Retiring marginal land can save bees, says Taranaki Regional Council
Owners of marginal land in Taranaki are being encouraged to save their soil and help honey bees at the same time.
Retiring steep marginal land from pastoral farming so it could revert to manuka was a sustainable land use option, Taranaki Regional Council land services manager Don Shearman told the manuka honey conference in Hawera.
Shearman said allowing the land to revert to manuka could potentially earn the owners additional income from beekeepers because the Government wanted to increase manuka honey exports from the current level of about $250 million to $1.2 billion by 2028.
More manuka plantations would give beekeepers an opportunity to develop a partnership for the production of manuka honey to help them meet growing domestic and international demand for high-value product.

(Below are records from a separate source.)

PR #1987, opened 2026-07-09
Pluggable robot rule parser

jnioche:
# Make the robots.txt parser implementation configurable

Currently `AbstractHttpProtocol` hardcodes `HttpRobotRulesParser` as the class used to fetch and parse robots.txt for every HTTP-based Protocol implementation. This makes it impossible to customize robots.txt handling (e.g. to support directives that crawler-commons doesn't recognise, such as the emerging [Content-Signal ](https://contentsignals.org/) proposal) without forking core classes.

This PR makes the implementation pluggable via configuration, following the same pattern already used for `http.protocol.implementation` and `http.proxy.manager`:

- Added a new config key, `http.robots.parser.class`, defaulting to `org.apache.stormcrawler.protocol.HttpRobotRulesParser `(unchanged default behaviour).
- `AbstractHttpProtocol` now instantiates the configured class via `InitialisationUtil.initializeFromQualifiedName(...),` typed against the abstract `RobotRulesParser` rather than the concrete `HttpRobotRulesParser`.
- `HttpRobotRulesParser's` no-arg constructor is now public (required for reflective instantiation).
- Added `RobotRules.getWrapped()`, returning the wrapped `BaseRobotRules. HttpRobotRulesParser.getRobotRulesSet() `always wraps whatever `parseRules() `returns in a plain `RobotRules` for content-length/cache-hit tracking; without this accessor, a custom `RobotRulesParser` that returns its own `BaseRobotRules` subclass (to carry extra parsed data) would have that subtype hidden by the outer wrapper with no way to retrieve it.
- Documented the new setting in `crawler-default.yaml`.

No behavioural change with the default configuration; existing tests pass unchanged.

### DIFF
--- a/.github/workflows/maven.yml
+++ b/.github/workflows/maven.yml
@@ -20,9 +20,13 @@ on:
   push:
     branches:
       - main
+    paths-ignore:
+      - 'docs/**'
   pull_request:
     branches:
       - main
+    paths-ignore:
+      - 'docs/**'
 
 jobs:
   rat:
--- a/.github/workflows/maven.yml
+++ b/.github/workflows/maven.yml
@@ -20,13 +20,9 @@ on:
   push:
     branches:
       - main
-    paths-ignore:
-      - 'docs/**'
   pull_request:
     branches:
       - main
-    paths-ignore:
-      - 'docs/**'
 
 jobs:
   rat:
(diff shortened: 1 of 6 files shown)


.github/workflows/maven.yml
rzo1: Dont think this should be in this PR.

core/src/main/java/org/apache/stormcrawler/protocol/AbstractHttpProtocol.java
```diff
@@ -121,7 +121,15 @@ public void configure(Config conf) {
             customHeaders.add(KeyValue.build(h));
         }
 
-        robots = new HttpRobotRulesParser(conf);
+        String robotsParserImplementation =
+                ConfUtils.getString(
+                        conf,
+                        "http.robots.parser.class",
```
rzo1, line 127: Should be added to docs too

.github/workflows/maven.yml
jnioche: yes, it leaked from a different branch which has since been merged in main.
Will remove so that it is cleaner

jnioche:
@rzo1 thanks for your comments, should now be addressed

rzo1 (approved):

jnioche:
thanks @rzo1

"This is a win-win for landowners, beekeepers and the environment as it would significantly boost soil conservation in Taranaki," he said.

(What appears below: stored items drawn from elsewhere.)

PR #2004, opened 2026-07-18
bugfix - max content not applied for robots.txt when redirecting

jnioche:
Trivial fix

`http.robots.content.limit` is used on the original fetch attempt but not on redirects


sigee (approved):
LGTM

rzo1 (approved):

Retiring marginal land and allowing manuka to grow would also help prevent damage from extreme weather events like the 2015 storm which caused the loss of tonnes of soil.

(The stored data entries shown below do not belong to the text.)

PR #2005, opened 2026-07-18
Fix #304: Use HTML test document instead of sitemap XML in SubDocumentsFilterTest

### LINKED ISSUE #304: SubDocumentsFilterTest should not use a sitemap file
this currently uses the JSoupParser - which works only because we allow it to parse when no mimetype is available. We should have a minimalistic HTML doc to do the same OR use the RSS feed and generate subdocuments for each feed item

AsifQureshi04:
## Summary

Fixes #304.

The `SubDocumentsFilterTest` was using a sitemap XML file (`stormcrawler.sitemap.xml`) as test input for `JSoupParserBolt`, which is an HTML parser. This only worked because MIME type detection was disabled — a fragile workaround.

**Changes:**
- Created a minimal HTML test document (`subdocuments.html`) with 6 anchor links
- Rewrote `SubDocumentsParseFilter` to extract links from the W3C DOM (`DocumentFragment`) instead of re-parsing raw bytes as XML with XPath
- Removed the `detect.mimetype = false` hack from the test

## Test plan

- [x] `SubDocumentsFilterTest` passes (7 emitted tuples: 6 subdocuments + 1 parent)
- [x] All other parse filter tests pass (`XPathFilterTest`, `CollectionTaggerTest`, `CSVMetadataFilterTest`)
- [x] Code formatted with `mvn git-code-format:format-code`

### DIFF
--- a/core/src/test/java/org/apache/stormcrawler/parse/filter/SubDocumentsFilterTest.java
+++ b/core/src/test/java/org/apache/stormcrawler/parse/filter/SubDocumentsFilterTest.java
@@ -18,8 +18,6 @@
 package org.apache.stormcrawler.parse.filter;
 
 import java.io.IOException;
-import java.util.HashMap;
-import java.util.Map;
 import org.apache.stormcrawler.Metadata;
 import org.apache.stormcrawler.bolt.JSoupParserBolt;
 import org.apache.stormcrawler.parse.ParsingTester;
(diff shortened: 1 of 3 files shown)


jnioche:
ParseFilters are not specific to JSoupParseFilter: it is used by all [Parsers](https://github.com/search?q=repo%3Aapache%2Fstormcrawler%20Parsefilters&type=code), including SitemapParserBolt, which is why we had this test.

AsifQureshi04:
Thanks for the context @jnioche . I understand that ParseFilters are used across all parsers, including SiteMapParserBolt.

I followed the approach you suggested in the issue — using a minimalistic HTML document instead. The rewritten SubDocumentsParseFilter now works with the W3C DOM (DocumentFragment) provided by JSoupParserBolt, rather than re-parsing the raw bytes as XML.

Would you prefer I also add a separate test that demonstrates SubDocumentsParseFilter working with SiteMapParserBolt? Happy to adjust based on your feedback.

jnioche:
> Thanks for the context @jnioche . I understand that ParseFilters are used across all parsers, including SiteMapParserBolt.
> 
> I followed the approach you suggested in the issue — using a minimalistic HTML document instead. The rewritten SubDocumentsParseFilter now works with the W3C DOM (DocumentFragment) provided by JSoupParserBolt, rather than re-parsing the raw bytes as XML.

Sorry @AsifQureshi04, I opened the issue 10 years ago (!?!) and needed a bit of time to refresh my memory. Your PR is fine as it is.

> Would you prefer I also add a separate test that demonstrates SubDocumentsParseFilter working with SiteMapParserBolt? Happy to adjust based on your feedback.

That's what I was wondering about but actually it is probably not needed and would mean that the document would be reparsed as SitemapParserBolt does not generate a DOM. 

Thanks for your contribution to StormCrawler

jnioche (approved):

In New Zealand, the annual cost of erosion was $95 million, of which $37m was for lost production and the rest for damage to infrastructure. "Unfortunately a high proportion of eroded soil ends up at the coast - around 10 times the world average," Shearman said.
Manuka tree cover on steep land would reduce landslides by 80 per cent because the roots formed a dense reinforcing network to a depth of a metre. Full root holding would be reached in 10 years or less.
Shearman said landowners could contact the council for a free farm plan and to learn more about their farm resources and production potential.
Farm plans identified the underlying resources and matched appropriate land use with land type. For example, land unsuitable for forestry could be better suited to manuka for soil conservation purposes.
Landowners with farm plans were eligible for financial assistance for land reverted to native vegetation, he said.